Generative AI models have reshaped how we write, code, and illustrate—but not how we design. Current models produce statistically plausible outputs, yet engineering design requires precise constraint satisfaction, human-centered integration, and generality across domains. First, I examine the tension between probabilistic models and the reliability demands of high-stakes engineering. I introduce a counterexample-driven training paradigm that yields order-of-magnitude gains in constraint satisfaction and data efficiency. Second, I illustrate how AI's disconnect from engineering and design practice limits its adoption. I present human-centered benchmarks and methods that forego end-to-end design in favor of small, surgical design modifications. Third, I showcase synthetic-data pipelines that allow models to acquire general engineering knowledge, enabling a single model to solve disparate design problems.

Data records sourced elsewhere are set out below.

PR #3549, opened 2025-07-17
[SDK] Implement env var configuration for PeriodicExportingMetricReader

### LINKED ISSUE #3515: Support periodic exporting MetricReader config from env vars
According to the specs [[1]](https://opentelemetry.io/docs/specs/otel/configuration/sdk-environment-variables/#periodic-exporting-metricreader) the periodic metric reader should read configuration from environment variables. opentelemetry-cpp does not use these environment variables currently [[2]](https://github.com/open-telemetry/opentelemetry-cpp/blob/f4897b2a5f8d9b65ff777c549f16f3952a1eebab/sdk/include/opentelemetry/sdk/metrics/export/periodic_exporting_metric_reader_options.h#L16-L17)

[1] https://opentelemetry.io/docs/specs/otel/configuration/sdk-environment-variables/#periodic-exporting-metricreader
[2] https://github.com/open-telemetry/opentelemetry-cpp/blob/f4897b2a5f8d9b65ff777c549f16f3952a1eebab/sdk/include/opentelemetry/sdk/metrics/export/periodic_exporting_metric_reader_options.h#L16-L17

mathieurobin1:
Fixes #3515 

## Changes

Implements the configuration of `PeriodicExportingMetricReader` via environment variables with default values.

It introduces support for:
*   `OTEL_METRIC_EXPORT_INTERVAL` (Duration)
*   `OTEL_METRIC_EXPORT_TIMEOUT` (Timeout)

**Known Limitation / Discussion Point:**

During implementation, I identified that the existing utility function `common::GetDurationEnvironmentVariable` is not fully compliant with the specification for `Timeout` types.

*   **Specification:** A `Timeout` value of `0` SHOULD be interpreted as "infinite".
*   **Current Implementation:** The underlying parser (`GetTimeoutFromString`) explicitly rejects a value of `0` as invalid.

To keep the scope of this PR focused on the `PeriodicExportingMetricReaderOptions`, I have used the existing utility for both environment variables. This means that `OTEL_METRIC_EXPORT_TIMEOUT=0` is currently not handled as an infinite timeout but will instead fall back to the default value.

I believe fixing the common utility function should be addressed in a separate issue/PR to ensure it doesn't introduce unintended side effects elsewhere.

### DIFF
--- a/sdk/include/opentelemetry/sdk/metrics/export/periodic_exporting_metric_reader_options.h
+++ b/sdk/include/opentelemetry/sdk/metrics/export/periodic_exporting_metric_reader_options.h
@@ -5,7 +5,6 @@
 
 #include <chrono>
 
-#include "opentelemetry/nostd/string_view.h"
 #include "opentelemetry/version.h"
 
 OPENTELEMETRY_BEGIN_NAMESPACE
@@ -17,14 +16,11 @@ namespace metrics
 constexpr std::chrono::milliseconds kExportIntervalMillis = std::chrono::milliseconds(60000);
 constexpr std::chrono::milliseconds kExportTimeOutMillis  = std::chrono::milliseconds(30000);
 
-std::chrono::milliseconds GetEnvDuration(nostd::string_view env_var_name,
-                                         std::chrono::milliseconds default_value);
-
 /**
  * Struct to hold PeriodicExortingMetricReader options.
  */
 
-struct PeriodicExportingMetricReaderOptions
+struct OPENTELEMETRY_EXPORT PeriodicExportingMetricReaderOptions
 {
   /* The time interval between two consecutive exports. */
   std::chrono::milliseconds export_interval_millis;
--- a/sdk/include/opentelemetry/sdk/metrics/export/periodic_exporting_metric_reader_options.h
+++ b/sdk/include/opentelemetry/sdk/metrics/export/periodic_exporting_metric_reader_options.h
@@ -3,9 +3,10 @@
 
 #pragma once
 
-#include "opentelemetry/version.h"
-
 #include <chrono>
+
+#include "opentelemetry/nostd/string_view.h"
+#include "opentelemetry/version.h"
 
 OPENTELEMETRY_BEGIN_NAMESPACE
 namespace sdk
@@ -16,6 +17,9 @@ namespace metrics
 constexpr std::chrono::milliseconds kExportIntervalMillis = std::chrono::milliseconds(60000);
 constexpr std::chrono::milliseconds kExportTimeOutMillis  = std::chrono::milliseconds(30000);
 
+std::chrono::milliseconds GetEnvDuration(nostd::string_view env_var_name,
+                                         std::chrono::milliseconds default_value);
+
 /**
  * Struct to hold PeriodicExortingMetricReader options.
  */
@@ -23,11 +27,12 @@ constexpr std::chrono::milliseconds kExportTimeOutMillis  = std::chrono::millise
 struct PeriodicExportingMetricReaderOptions
 {
   /* The time interval between two consecutive exports. */
-  std::chrono::milliseconds export_interval_millis =
-      std::chrono::milliseconds(kExportIntervalMillis);
+  std::chrono::milliseconds export_interval_millis;
 
   /*  how long the export can run before it is cancelled. */
-  std::chrono::milliseconds export_timeout_millis = std::chrono::milliseconds(kExportTimeOutMillis);
+  std::chrono::milliseconds export_timeout_millis;
+
+  PeriodicExportingMetricReaderOptions();
 };
 
 }  // namespace metrics
--- a/sdk/src/metrics/export/periodic_exporting_metric_reader_options.cc
+++ b/sdk/src/metrics/export/periodic_exporting_metric_reader_options.cc
@@ -24,10 +24,12 @@ std::chrono::milliseconds GetEnvDuration(nostd::string_view env_var_name,
   }
   return default_value;
 }
+
 PeriodicExportingMetricReaderOptions::PeriodicExportingMetricReaderOptions()
     : export_interval_millis(GetEnvDuration("OTEL_METRIC_EXPORT_INTERVAL", kExportIntervalMillis)),
       export_timeout_millis(GetEnvDuration("OTEL_METRIC_EXPORT_TIMEOUT", kExportTimeOutMillis))
 {}
+
 }  // namespace metrics
 }  // namespace sdk
 OPENTELEMETRY_END_NAMESPACE
--- a/sdk/src/metrics/export/periodic_exporting_metric_reader_options.cc
+++ b/sdk/src/metrics/export/periodic_exporting_metric_reader_options.cc
@@ -1,0 +1,33 @@
+// Copyright The OpenTelemetry Authors
+// SPDX-License-Identifier: Apache-2.0
+
+#include <chrono>
+
+#include "opentelemetry/nostd/string_view.h"
+#include "opentelemetry/sdk/common/env_variables.h"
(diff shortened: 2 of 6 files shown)


marcalff:
I changed the title to [SDK], because I use the [CONFIGURATION] tag is for everything related to declarative configuration (aka, config.yaml)

sdk/include/opentelemetry/sdk/metrics/export/periodic_exporting_metric_reader_options.h
```diff
@@ -24,10 +28,11 @@ struct PeriodicExportingMetricReaderOptions
 {
   /* The time interval between two consecutive exports. */
   std::chrono::milliseconds export_interval_millis =
-      std::chrono::milliseconds(kExportIntervalMillis);
+      GetEnvDuration("OTEL_METRIC_EXPORT_INTERVAL", kExportIntervalMillis);
```
marcalff: Please move this initialization to the *.cc file.

It should not be in the header, we don't want to expose more symbols to the client application code that configures the sdk.

Please move the kExportIntervalMillis constant to *.cc as well.

sdk/include/opentelemetry/sdk/metrics/export/periodic_exporting_metric_reader_options.h
```diff
@@ -24,10 +28,11 @@ struct PeriodicExportingMetricReaderOptions
...
 
   /*  how long the export can run before it is cancelled. */
-  std::chrono::milliseconds export_timeout_millis = std::chrono::milliseconds(kExportTimeOutMillis);
+  std::chrono::milliseconds export_timeout_millis =
```
marcalff: Likewise, move to *.cc

marcalff:
> **Known Limitation / Discussion Point:**
> 
> During implementation, I identified that the existing utility function `common::GetDurationEnvironmentVariable` is not fully compliant with the specification for `Timeout` types.
> 
>     * **Specification:** A `Timeout` value of `0` SHOULD be interpreted as "infinite".
> 
>     * **Current Implementation:** The underlying parser (`GetTimeoutFromString`) explicitly rejects a value of `0` as invalid.
> 
>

Together, these advances demonstrate AI systems that satisfy constraints, operate within design workflows, and generalize across domains—extending generative AI beyond statistical plausibility toward engineering-grade intelligence.

Bio

Lyle Regenwetter is a Ph.D. Candidate at MIT. He received his S.M. in Mechanical Engineering from MIT in 2022, as well as a B.S. in Electrical Engineering and a B.S. in Mechanical Engineering with highest honors from the University of Illinois at Urbana-Champaign in 2020. Lyle has received numerous academic distinctions, such as the Morningside Academy for Design Fellowship at MIT, as well as the Chancellor's scholarship, Association for Facilities Engineering Award, and Kenneth J. Trigger award at UIUC.